* _What is required_: Up to and including the line with "the sql statement", copy the records below exactly from their first line.

* _Information_:
PR #4948, opened 2021-05-11
Add missing segmentId field in insertUserQuery SQL statement

tianrunhe:
`segmentId` was missing in the SQL insertion statement.


tiffanyhan:
looks good! can you run `yarn pg:build` and then check in the re-generated `insertUserQuery.ts` file? will this PR include a backfill for the `segmentId` mismatches as well?

tianrunhe:
@tiffanyhan I run `yarn pg:build` and it looks all fine. However if I'd commit the generated type files (which I'm not sure if I should have), I got this ts type error:

```
parabol-server: graphql/mutations/helpers/bootstrapNewUser.ts:51:16 - error TS2345: Argument of type 'User' is not assignable to parameter of type 'InsertUserQueryParams'.
parabol-server: Property 'segmentId' is optional in type 'User' but required in type 'InsertUserQueryParams'.
parabol-server: 51     insertUser(newUser)
parabol-server:                   ~~~~~~~
parabol-server: Found 1 error.
```

I'm not a PG master so I'm not sure how to instruct the insertion SQL to accept optional value?

For the backfill script, I committed one here but again I'm not sure if this is the right way to do. In particular I'm not sure how to write a SQL to do sth like:
```
UPDATE "User"
SET 
  "segmentId" = 1 where id = '123',
  "segmentId" = 2 where id = '567'
  ... 
```

Thanks for your help!

tiffanyhan:
> @tiffanyhan I run yarn pg:build and it looks all fine. However if I'd commit the generated type files (which I'm not sure if I should have), I got this ts type error:

we should commit! the typescript file gives us a typesafe API to interact with PG from the app. 

the sql statement already does what we want. e.g. if `segmentId` isn't passed, it will insert and set `segmentId` to the default value of null.

you can go to[ `insertUser.ts`](https://github.com/ParabolInc/parabol/blob/master/packages/server/postgres/queries/insertUser.ts) file and mess with the type of the fn args. E.g. if we set the type to `Partial<InsertUserQueryParams>` similar to how we do for [`updateUser.ts`](https://github.com/ParabolInc/parabol/blob/master/packages/server/postgres/queries/updateUser.ts), it will work. In this case, it doesn't give the best type safety, so maybe you can [try to define a more specific type by specifying what is optional and what's required](https://stackoverflow.com/questions/52703321/make-some-properties-optional-in-a-typescript-type). What's required is [what fields are non nullable in PG that have no default values set](https://github.com/ParabolInc/parabol/blob/master/packages/server/postgres/migrations/1616623767058_addUserTable.ts). can also look directly at postgres schema for this.

in general, the files at the top level of [`postgres/queries`](https://github.com/ParabolInc/parabol/blob/master/packages/server/postgres/queries/README.md) has been useful for making tweaks to the types wherever we find that pgtyped falls short.

tiffanyhan:
> For the backfill script, I committed one here but again I'm not sure if this is the right way to do. 

The backfill you committed looks good! Depending on how many `segmentId`s have been affected, the other thing you were trying to do might be preferable though, since the committed version requires a full rethink table scan whereas the pg only one uses an index:

```
UPDATE "User"
SET 
  "segmentId" = 1 where id = '123',
  "segmentId" = 2 where id = '567'
  ... 
```

I think you should be able to do it by [using `FROM` clause with a mapping table and aliases](https://stackoverflow.com/questions/18797608/update-multiple-rows-in-same-query-using-postgresql).

tianrunhe:
@tiffanyhan Thanks for the info! Reeeally helpful!

* I made the change to the type in `insertUser`
* I modified the backfill script to utilize PG's batch insertion

When I tried to run/test my backfill script, I did `yarn pg:postmigrate up backfillSegmentId` I got the following error:
```
Error: Can't get migration files: TSError: ⨯ Unable to compile TypeScript:
packages/server/postgres/migrations/postDeploy/1613857272859_backfillUserTable.ts:29:25 - error TS2352: Conversion of type '{ newFeatureId: any; overLimitCopy: any; isRemoved: boolean; segmentId: any; reasonRemoved: any; rol: any; inactive: boolean; payLaterClickCount: number; featureFlags: any[]; } & User & { ...; }' to type '{ id: string | void; email: string | void; createdAt: void | Date; updatedAt: void | Date; inactive: boolean | void; lastSeenAt: void | Date; preferredName: string | void; ... 12 more ...; payLaterClickCount: number | void; }' may be a mistake because neither type sufficiently overlaps with the other. If this was intentional, convert the expression to 'unknown' first.
  Types of property 'identities' are incompatible.
    Type 'AuthIdentity[]' is not comparable to type 'void | JsonArray'.
      Type 'AuthIdentity[]' is not comparable to type 'JsonArray'.
        Type 'AuthIdentity' is not comparable to type 'string | number | boolean | Json[] | { [key: string]: Json; }'.
          Type 'AuthIdentity' is not comparable to type '{ [key: string]: Json; }'.
            Index signature is missing in type 'AuthIdentity'.

29     const cleanedUser = Object.assign({}, undefinedUserFieldsAndTheirDefaultPgValues, user, {
                           ~~~~~~~~~~~~~~~~~~~~~~~~~~~~~~~~~~~~~~~~~~~~~~~~~~~~~~~~~~~~~~~~~~~~~
30       email: user.email === 'DELETED' ? getDeletedEmail(user.id) : user.email,
   ~~~~~~~~~~~~~~~~~~~~~~~~~~~~~~~~~~~~~~~~~~~~~~~~~~~~~~~~~~~~~~~~~~~~~~~~~~~~~~
31       preferredName: user.preferredName.slice(0, USER_PREFERRED_NAME_LIMIT)
   ~~~~~~~~~~~~~~~~~~~~~~~~~~~~~~~~~~~~~~~~~~~~~~~~~~~~~~~~~~~~~~~~~~~~~~~~~~~
32     }) as IBackupUserQueryParams['users'][0]
   ~~~~~~~~~~~~~~~~~~~~~~~~~~~~~~~~~~~~~~~~~~~~

    at createTSError (/Users/brucetian/Projects/parabol/node_modules/ts-node/src/index.ts:421:12)
    at reportTSError (/Users/brucetian/Projects/parabol/node_modules/ts-node/src/index.ts:425:19)
    at getOutput (/Users/brucetian/Projects/parabol/node_modules/ts-node/src/index.ts:552:36)
    at Object.compile (/Users/brucetian/Projects/parabol/node_modules/ts-node/src/index.ts:757:32)
    at Module.m._compile (/Users/brucetian/Projects/parabol/node_modules/ts-node/src/index.ts:836:43)
    at Module._extensions..js (internal/modules/cjs/loader.js:1097:10)
    at Object.require.extensions.<computed> [as .ts] (/Users/brucetian/Projects/parabol/node_modules/ts-node/src/index.ts:839:12)
    at Module.load (internal/modules/cjs/loader.js:941:32)
    at Function.Module._load (internal/modules/cjs/loader.js:782:14)
    at Module.require (internal/modules/cjs/loader.js:965:19)
    at loadMigrations (/Users/brucetian/Projects/parabol/node_modules/node-pg-migrate/dist/runner.js:30:15)
    at async Promise.all (index 0)
    at exports.default (/Users/brucetian/Projects/parabol/node_modules/node-pg-migrate/dist/runner.js:144:40)
error Command failed with exit code 1.
info Visit https://yarnpkg.com/en/docs/cli/run for documentation about this command.
```
Which is not my backfill script so I'm a little bit confused here. Any idea?

tiffanyhan:
> When I tried to run/test my backfill script, I did yarn pg:postmigrate up backfillSegmentId I got the following error:

Ahh, long story short is i don't know why `yarn pg:migrate up` works but `yarn pg:postmigrate up` has troubles with typescript files. what i've been doing is using `yarn postmigrate` command to run the migrations programmatically. in `postDeployMigrate`, the thing that makes it not complain about typescript files is [this one-line import](https://github.com/ParabolInc/parabol/blob/master/scripts/postDeployMigrate.js#L7). i remember asking matt why this is so, but he forgot what he wrote in that package that would solve it lol. 

lmk if you have any hunches! but currently, `yarn pg:postmigrate` is basically only useful for creating the migration files. should probably be documented, or change the command to `yarn pg:migrate create` accordingly to prevent confusion.

packages/server/postgres/migrations/postDeploy/1620887961308_backfillSegmentId.ts
```diff
@@ -0,0 +1,50 @@
...
+        .pluck('id', 'segmentId')
+        .skip(offset)
+        .limit(batchSize)
+        .run()
+      if (!rethinkUsers.length) {
+        break
+      }
+      foundUsers = true
+      const pgUsers = rethinkUsers.map(({id, segmentId}) => ({id, segmentId}))
+      await catchAndLog(() => backfillSegmentIdQuery.run({users: pgUsers}, getPg()))
```
tiffanyhan, line 32: Do you have an idea around how many `segmentId`s have been affected? If it's just a couple, it might be worth hard coding the `segmentId <=> id` mapping, so we can avoid a full table scan in rethink.

packages/server/postgres/queries/src/backfillSegmentIdQuery.sql
```diff
@@ -0,0 +1,8 @@
+/*
+  @name backfillSegmentIdQuery
+  @param users -> ((segmentId, id)...)
+*/
+UPDATE "User" AS u SET
+  "segmentId" = c."segmentId"
+FROM (VALUES :users) AS c("segmentId", "id") 
+WHERE c."id" = u."id";
```
tiffanyhan, line 8: looks good!

one nitpick i have is that for one-off queries like this, the need for a defined type-safe api in the app isn't as great, so going through the whole pgtyped build process may be overkill. it might make more sense to use the passed `pgm` client or `getPg` here. pgm uses the node-postgres driver under the hood, so either one should be equivalent.

packages/server/postgres/migrations/postDeploy/1620887961308_backfillSegmentId.ts
tianrunhe: Yeah there will be more than 10K and it's growing every day with newly created accounts 😂

So a full table scan is not avoidable unfortunately.

packages/server/postgres/queries/src/backfillSegmentIdQuery.sql
tianrunhe: I like simpler code but I'm not sure a good way to do [argument expansion](https://pgtyped.vercel.app/docs/sql-file#array-spread-and-pick) without pgtyped? This is sth I tried:

```typescript
      const users_expanded = pgUsers.map(({segmentId, id}) => `('${segmentId}', '${id}')`).join(',')
      pgm.sql(`
        UPDATE "User" AS u SET
        "segmentId" = c."segmentId"
        FROM (VALUES ${users_expanded}) AS c("segmentId", "id") 
        WHERE c."id" = u."id";
      `)
```

tianrunhe:
> lmk if you have any hunches! but currently, `yarn pg:postmigrate` is basically only useful for creating the migration files. should probably be documented, or change the command to `yarn pg:migrate create` accordingly to prevent confusion.

I did two things:
1. Moved the script from `migrations/postDeploy` to `migrations/`: `mv packages/server/postgres/migrations/postDeploy/1620887961308_backfillSegmentId.ts packages/server/postgres/migrations/`
2. Run `yarn pg:migrate up backfillSegmentId`

and now I've got errors for RehtinkDB config:
```
Error: Can't get migration files: TSError: ⨯ Unable to compile TypeScript:
packages/server/database/getRethinkConfig.ts:4:8 - error TS1192: Module '"/Users/brucetian/Projects/parabol/node_modules/@types/dotenv/index"' has no default export.

4 import dotenv from 'dotenv'
         ~~~~~~
packages/server/database/getRethinkConfig.ts:5:8 - error TS1259: Module '"path"' can only be default-imported using the 'esModuleInterop' flag

5 import path from 'path'
         ~~~~

  node_modules/@types/node/path.d.ts:152:5
    152     export = path;
            ~~~~~~~~~~~~~~
    This module is declared with using 'export =', and can only be used with a default import when using the 'esModuleInterop' flag.

    at createTSError (/Users/brucetian/Projects/parabol/node_modules/ts-node/src/index.ts:421:12)
    at reportTSError (/Users/brucetian/Projects/parabol/node_modules/ts-node/src/index.ts:425:19)
    at getOutput (/Users/brucetian/Projects/parabol/node_modules/ts-node/src/index.ts:552:36)
    at Object.compile (/Users/brucetian/Projects/parabol/node_modules/ts-node/src/index.ts:757:32)
    at Module.m._compile (/Users/brucetian/Projects/parabol/node_modules/ts-node/src/index.ts:836:43)
    at Module._extensions..js (internal/modules/cjs/loader.js:1097:10)
    at Object.require.extensions.<computed> [as .ts] (/Users/brucetian/Projects/parabol/node_modules/ts-node/src/index.ts:839:12)
    at Module.load (internal/modules/cjs/loader.js:941:32)
    at Function.Module._load (internal/modules/cjs/loader.js:782:14)
    at Module.require (internal/modules/cjs/loader.js:965:19)
    at loadMigrations (/Users/brucetian/Projects/parabol/node_modules/node-pg-migrate/dist/runner.js:30:15)
    at async Promise.all (index 0)
    at exports.default (/Users/brucetian/Projects/parabol/node_modules/node-pg-migrate/dist/runner.js:144:40)
error Command failed with exit code 1.
info Visit https://yarnpkg.com/en/docs/cli/run for documentation about this command.
```

packages/server/postgres/queries/src/backfillSegmentIdQuery.sql
tiffanyhan: nice job! that's what i would have done. i prefer the version without pgtyped, but don't have too much tension here.

tiffanyhan (approved):

packages/server/postgres/migrations/postDeploy/1620887961308_backfillSegmentId.ts
```diff
@@ -0,0 +1,50 @@
...
+        .filter((row) => row.hasFields('segmentId'))
+        .pluck('id', 'segmentId')
+        .skip(offset)
+        .limit(batchSize)
+        .run()
+      if (!rethinkUsers.length) {
+        break
+      }
+      foundUsers = true
+      const pgUsers = rethinkUsers.map(({id, segmentId}) => ({id, segmentId}))
```
mattkrick, line 31: nit: you're already plucking just these 2 fields, can you get rid of the map?

packages/server/postgres/migrations/postDeploy/1620887961308_backfillSegmentId.ts
```diff
@@ -0,0 +1,50 @@
...
+export const shorthands: ColumnDefinitions | undefined = undefined
+
+export async function up(): Promise<void> {
+  const r = await getRethink()
+  const batchSize = 3000
+  const doBackfill = async (usersAfterTs?: Date) => {
+    let foundUsers = false
+
+    for (let i = 0; i < 1e5; i++) {
+      console.log('i:', i)
```
mattkrick, line 16: let's remove this & the other log now that we know it's working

* _Answer box_:
PR #4948, opened 2021-05-11
Add missing segmentId field in insertUserQuery SQL statement

tianrunhe:
`segmentId` was missing in the SQL insertion statement.


tiffanyhan:
looks good! can you run `yarn pg:build` and then check in the re-generated `insertUserQuery.ts` file? will this PR include a backfill for the `segmentId` mismatches as well?

tianrunhe:
@tiffanyhan I run `yarn pg:build` and it looks all fine. However if I'd commit the generated type files (which I'm not sure if I should have), I got this ts type error:

```
parabol-server: graphql/mutations/helpers/bootstrapNewUser.ts:51:16 - error TS2345: Argument of type 'User' is not assignable to parameter of type 'InsertUserQueryParams'.
parabol-server: Property 'segmentId' is optional in type 'User' but required in type 'InsertUserQueryParams'.
parabol-server: 51     insertUser(newUser)
parabol-server:                   ~~~~~~~
parabol-server: Found 1 error.
```

I'm not a PG master so I'm not sure how to instruct the insertion SQL to accept optional value?

For the backfill script, I committed one here but again I'm not sure if this is the right way to do. In particular I'm not sure how to write a SQL to do sth like:
```
UPDATE "User"
SET 
  "segmentId" = 1 where id = '123',
  "segmentId" = 2 where id = '567'
  ... 
```

Thanks for your help!

tiffanyhan:
> @tiffanyhan I run yarn pg:build and it looks all fine. However if I'd commit the generated type files (which I'm not sure if I should have), I got this ts type error:

we should commit! the typescript file gives us a typesafe API to interact with PG from the app. 

the sql statement already does what we want. e.g. if `segmentId` isn't passed, it will insert and set `segmentId` to the default value of null.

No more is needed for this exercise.